ソースコードでは以下のように記述します。


  SYSTEM.MSTPCRA.BIT.MSTPA19 = 0;  // DAユニット1 有効化


アナログ出力は10bitですが、レジスタ自体は16bitです。16bitのレジスタのうち下位10bit(0〜0x3FF)を右詰め(LSB)で使用するのか、上位10bit(0x400〜0xFFC)を左詰め(MSB)で使用するのか選択することができます。通常は右詰め(LSB)で使用します。初期設定は右詰め(LSB)のため、この設定は省略してもかまいません。

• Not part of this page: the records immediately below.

PR #1407, opened 2022-10-02
feat: lorem null response fix

ST-DDT:
Fixes #1131

- Extended and exported the filterWordListByLength to add support for length ranges and fallback strategies
- Use the improved filterWordListByLength function for all `word.*` and `lorem.word` methods

PR #1438, opened 2022-10-13
docs: link to next docs and vice versa

ST-DDT:
Currently the https://next.fakerjs.dev/ page does not show any hints that it isn't the current version.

ハードウェアマニュアル「36.2.3 DADRm フォーマット選択レジスタ(DADPR)」 のDPSELレジスタを使用します。




ソースコードでは以下のように記述します。


  DA.DADPR.BIT.DPSEL = 0;    // 0:D/AデータレジスタはLSB詰め



次にDA1の制御方法と出力の設定をします。初期状態は出力OFFにしておいて、ボタンが押されたら出力ON/OFFするようにします。 RX621の100pinタイプではDAは1つしかなく、初期状態で個別制御、出力OFFとなっているため、省略してもかまいません。




ソースコードでは以下のように記述します。


  DA.DACR.BIT.DAE = 0;    // 0:チャネル0、1のD/A変換を個別制御
  DA.DACR.BIT.DAOE1 = 0;   // チャネル1のアナログ出力(DA1)OFF




□ 6.アナログ入力(AD)の設定

最初に、このADの機能は無効になっていますので、有効にします。

ハードウェアマニュアル(R01UH0033JJ0140)の「9.2.2 モジュールストップコントロールレジスタA(MSTPCRA)」の一覧にあるレジスタのうち、MSTPA23を0に設定します。




ソースコードでは以下のように記述します。


  SYSTEM.MSTPCRA.BIT.MSTPA23 = 0;  // ADユニット0 有効化


AD変換の動作モードを設定します。シングルモードは、AD変換をONしたときに設定したchを1回だけ変換します。連続スキャンモードはAN0→AN1→AN2→AN3→AN0・・・と繰り返し変換し続けます。今回はシングルモードで使用します。初期設定は右詰めシングルモードのため、この設定は省略してもかまいません。ハードウェアマニュアル「35.2.3 A/D コントロールレジスタ(ADCR)」 のMODEレジスタを使用します。




ソースコードでは以下のように記述します。


  AD0.ADCR.BIT.MODE = 0;    // 動作モード シングルモード


次にAD変換のクロックを設定をします。
説明には以下のようにあります。

A/D 変換時間を決めるA/D 変換クロック(ADCLK)の周波数を設定します。 ADCLK の周波数は、4MHz 以上になるように設定してください。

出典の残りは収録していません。